I started this essay saying that of course I do think that the wealth gap is a serious problem we should address, and my hope is that people who may otherwise have regarded my tirade against minimum wages as regressive and reactionary have slogged through this long enough to get to this part. Because we certainly should address this problem smartly. The high point of the 20th Century had many things wrong with it, but one thing that was right-smack-on about our policy during those golden decades was that we had good macroeconomic policies that dealt with the ratio between rich and poor. We taxed earnings higher than $200,000 (then worth quite a bit more than even today) at a 90% rate. We had a strong estate tax. We set up the society such that there were not only minimums, but maximums as well. And that’s absolutely vital, because money is a relational thing which has no real value outside of our mental constructions about it, so when we say that everyone has to have at least $9 an hour, the value of that statement is measured against whether no one can have more than $x per hour as well. With the wealth gap much wider than the income gap, measures to remove intergenerational transferral of wealth from rich parent to rich child should be undertaken as well, because those are the things that make it possible to level the playing field and fund important social services like public schools or universal healthcare.
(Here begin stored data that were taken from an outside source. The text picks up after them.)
PR #296, opened 2026-05-26
register_mount: refcount + microtask-deferred duplicate check

johannesmutter:
## Root problems

**1. `register_mount` is intolerant of Svelte's mount/unmount ordering.**

`{#key …}` (and other conditional renders) mount the new subtree *before* the old subtree's `$effect` cleanups run. For one microtask, both subtrees coexist and both register the same paths. The current synchronous check fires `console.error` on this transient overlap — a false positive on a legal Svelte pattern.

**2. The check is unreliable even when it does catch a real duplicate.**

When it sees a second register, it bails *without recording it*. The first `unregister_mount` then deletes the registry entry — leaving the second mount unrecorded. Any future duplicate of that same path will not fire the check, because the registry no longer knows the path is mounted at all.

But by all means, the left should abandon this nonsense from Keynes. Keynes was a smarter guy than I’ll ever be, and his ideas about economics have many legitimate uses. But when we adopt Keynesian growth as an argument for things like this, we mask the effects of inequality without resolving them. And we create more problems on top of that. We’re risking a future in which we come up hard against the pending costs in monetary debt and physical real-world resources due to constantly reinvesting in bubbles. A local minimum wage is an especially bad thing, because while a state minimum wage does little to address our real problems, a local one does that plus chasing economic activity out of cities.